** SUPPLIED RECORDS **
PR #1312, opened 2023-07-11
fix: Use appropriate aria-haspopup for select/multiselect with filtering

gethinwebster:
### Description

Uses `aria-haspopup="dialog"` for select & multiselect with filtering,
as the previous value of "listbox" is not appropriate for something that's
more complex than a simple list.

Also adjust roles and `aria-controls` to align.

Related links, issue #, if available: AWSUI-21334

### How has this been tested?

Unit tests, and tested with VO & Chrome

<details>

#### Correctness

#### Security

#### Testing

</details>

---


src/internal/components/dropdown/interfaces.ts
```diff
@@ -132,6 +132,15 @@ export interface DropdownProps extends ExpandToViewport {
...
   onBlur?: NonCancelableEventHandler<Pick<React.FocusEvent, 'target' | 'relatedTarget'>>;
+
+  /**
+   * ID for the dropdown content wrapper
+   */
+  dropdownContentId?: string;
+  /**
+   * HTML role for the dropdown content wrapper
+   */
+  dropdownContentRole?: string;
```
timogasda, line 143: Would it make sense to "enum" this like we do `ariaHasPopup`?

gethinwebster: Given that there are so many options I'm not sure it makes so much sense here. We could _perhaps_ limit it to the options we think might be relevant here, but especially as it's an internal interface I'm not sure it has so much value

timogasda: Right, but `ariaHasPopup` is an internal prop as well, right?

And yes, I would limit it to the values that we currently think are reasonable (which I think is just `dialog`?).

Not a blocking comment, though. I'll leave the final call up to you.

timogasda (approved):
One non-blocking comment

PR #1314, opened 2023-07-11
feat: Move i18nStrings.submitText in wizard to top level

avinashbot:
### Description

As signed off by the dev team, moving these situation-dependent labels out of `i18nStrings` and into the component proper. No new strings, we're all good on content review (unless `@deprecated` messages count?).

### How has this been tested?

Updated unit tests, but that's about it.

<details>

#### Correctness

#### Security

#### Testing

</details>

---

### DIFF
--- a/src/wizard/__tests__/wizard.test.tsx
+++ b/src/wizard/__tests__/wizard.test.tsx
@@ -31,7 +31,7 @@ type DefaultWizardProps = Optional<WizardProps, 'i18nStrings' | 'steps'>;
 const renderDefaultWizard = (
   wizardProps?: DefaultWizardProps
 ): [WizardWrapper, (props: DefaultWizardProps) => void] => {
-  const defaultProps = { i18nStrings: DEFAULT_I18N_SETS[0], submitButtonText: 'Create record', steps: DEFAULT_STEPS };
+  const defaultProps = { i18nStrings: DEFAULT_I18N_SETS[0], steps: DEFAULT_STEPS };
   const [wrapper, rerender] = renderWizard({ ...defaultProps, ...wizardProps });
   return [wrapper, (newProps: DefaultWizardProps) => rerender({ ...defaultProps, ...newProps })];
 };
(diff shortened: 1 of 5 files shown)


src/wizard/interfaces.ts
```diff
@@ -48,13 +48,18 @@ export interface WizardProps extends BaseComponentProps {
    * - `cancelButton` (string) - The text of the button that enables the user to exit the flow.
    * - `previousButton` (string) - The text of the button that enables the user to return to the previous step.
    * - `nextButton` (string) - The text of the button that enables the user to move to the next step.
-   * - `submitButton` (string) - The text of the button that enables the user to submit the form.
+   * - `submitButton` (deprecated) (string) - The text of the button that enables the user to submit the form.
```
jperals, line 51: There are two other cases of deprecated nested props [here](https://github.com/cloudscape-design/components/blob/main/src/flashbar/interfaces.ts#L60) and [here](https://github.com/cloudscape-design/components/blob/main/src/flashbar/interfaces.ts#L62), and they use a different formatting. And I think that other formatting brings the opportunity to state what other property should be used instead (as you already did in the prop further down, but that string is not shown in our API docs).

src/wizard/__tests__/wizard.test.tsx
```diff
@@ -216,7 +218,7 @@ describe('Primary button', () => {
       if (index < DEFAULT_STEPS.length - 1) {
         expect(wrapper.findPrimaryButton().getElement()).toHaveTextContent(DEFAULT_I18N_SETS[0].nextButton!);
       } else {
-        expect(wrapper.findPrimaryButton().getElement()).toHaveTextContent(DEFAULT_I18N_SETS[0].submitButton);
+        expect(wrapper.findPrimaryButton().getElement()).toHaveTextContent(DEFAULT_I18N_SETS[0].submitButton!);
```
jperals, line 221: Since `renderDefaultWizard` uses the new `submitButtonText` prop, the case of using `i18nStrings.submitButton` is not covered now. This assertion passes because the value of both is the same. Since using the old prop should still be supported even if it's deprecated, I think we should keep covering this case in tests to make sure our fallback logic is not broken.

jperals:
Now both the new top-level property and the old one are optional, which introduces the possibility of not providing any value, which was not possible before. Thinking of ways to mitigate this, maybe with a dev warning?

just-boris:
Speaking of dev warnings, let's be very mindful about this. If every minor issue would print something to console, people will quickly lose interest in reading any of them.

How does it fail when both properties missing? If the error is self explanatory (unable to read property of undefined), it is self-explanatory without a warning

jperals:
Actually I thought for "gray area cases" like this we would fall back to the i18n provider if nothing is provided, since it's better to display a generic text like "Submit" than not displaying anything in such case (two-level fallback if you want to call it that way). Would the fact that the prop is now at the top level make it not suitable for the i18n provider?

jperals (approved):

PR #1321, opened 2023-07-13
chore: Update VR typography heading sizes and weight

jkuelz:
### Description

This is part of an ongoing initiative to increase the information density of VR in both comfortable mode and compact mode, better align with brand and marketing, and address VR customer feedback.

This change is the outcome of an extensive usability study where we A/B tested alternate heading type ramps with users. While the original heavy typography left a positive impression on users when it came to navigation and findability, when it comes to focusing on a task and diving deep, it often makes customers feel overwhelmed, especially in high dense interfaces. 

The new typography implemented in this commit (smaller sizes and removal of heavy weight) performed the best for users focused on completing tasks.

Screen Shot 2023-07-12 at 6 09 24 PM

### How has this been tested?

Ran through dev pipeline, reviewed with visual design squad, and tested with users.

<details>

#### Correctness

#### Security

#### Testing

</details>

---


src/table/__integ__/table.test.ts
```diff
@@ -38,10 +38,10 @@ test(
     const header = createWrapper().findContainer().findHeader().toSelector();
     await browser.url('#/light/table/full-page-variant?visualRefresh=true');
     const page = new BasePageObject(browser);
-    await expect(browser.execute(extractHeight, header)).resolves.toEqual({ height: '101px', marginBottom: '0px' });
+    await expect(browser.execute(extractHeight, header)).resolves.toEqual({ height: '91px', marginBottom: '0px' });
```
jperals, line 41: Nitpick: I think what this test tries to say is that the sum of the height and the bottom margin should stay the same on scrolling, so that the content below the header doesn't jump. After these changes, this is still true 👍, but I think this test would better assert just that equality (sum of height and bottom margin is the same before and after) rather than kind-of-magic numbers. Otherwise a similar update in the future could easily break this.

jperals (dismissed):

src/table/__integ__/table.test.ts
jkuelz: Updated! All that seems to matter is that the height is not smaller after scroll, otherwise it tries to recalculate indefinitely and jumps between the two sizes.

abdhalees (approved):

** WHAT YOU SHOULD DO **
Using the entries above, determine how many lines include the string "internal" and write only that number.

** EXERCISE SOLUTION **
3